PROVIDED RECORDS:
PR #1406, opened 2023-11-02
Fix edge-case crash in InlineProcessor

oprypin:
If an inlineprocessor returns an AtomicString (even though that is pointless, a plain string is atomic in that context), there can be an exception in 2 separate places. The added test case was crashing before this change.

```
  File "tests/test_apis.py", line 722, in testInlineProcessorDoesntCrashWithAtomicString
    new = self.inlineprocessor.run(tree)
          ^^^^^^^^^^^^^^^^^^^^^^^^^^^^^^
  File "markdown/treeprocessors.py", line 384, in run
    lst = self.__processPlaceholders(
          ^^^^^^^^^^^^^^^^^^^^^^^^^^^
  File "markdown/treeprocessors.py", line 223, in __processPlaceholders
    if child.tail:
       ^^^^^^^^^^
AttributeError: 'AtomicString' object has no attribute 'tail'
```

```
  File "tests/test_apis.py", line 722, in testInlineProcessorDoesntCrashWithAtomicString
    new = self.inlineprocessor.run(tree)
          ^^^^^^^^^^^^^^^^^^^^^^^^^^^^^^
  File "markdown/treeprocessors.py", line 387, in run
    self.__handleInline(text), child
    ^^^^^^^^^^^^^^^^^^^^^^^^^
  File "markdown/treeprocessors.py", line 136, in __handleInline
    data, matched, startIndex = self.__applyPattern(
                                ^^^^^^^^^^^^^^^^^^^^
  File "markdown/treeprocessors.py", line 310, in __applyPattern
    if not isinstance(node.text, util.AtomicString):
                      ^^^^^^^^^
AttributeError: 'AtomicString' object has no attribute 'text'
```

### DIFF
--- a/docs/changelog.md
+++ b/docs/changelog.md
@@ -17,6 +17,7 @@ and this project adheres to [Semantic Versioning](https://semver.org/spec/v2.0.0
 * Remove legacy import needed only in Python 2 (#1403)
 * Fix typo that left the attribute `AdmonitionProcessor.content_indent` unset
   (#1404)
+* Fix edge-case crash in `InlineProcessor` with `AtomicString` (#1406).
 * Improve and expand type annotations in the code base (#1401).
 
 ## [3.5.1] -- 2023-10-31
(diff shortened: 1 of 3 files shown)


waylan (approved):
Well, it looks like I was wrong about this. Turns out any string should not follow that code path.

Thanks for the which make sit clear.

TASK PROMPT: Starting at the line that holds "## [3.5.1] -- 2023-10-31", set down each line exactly through the last line of the records above, and no others.

EXERCISE RESPONSE:
 ## [3.5.1] -- 2023-10-31
(diff shortened: 1 of 3 files shown)


waylan (approved):
Well, it looks like I was wrong about this. Turns out any string should not follow that code path.

Thanks for the which make sit clear.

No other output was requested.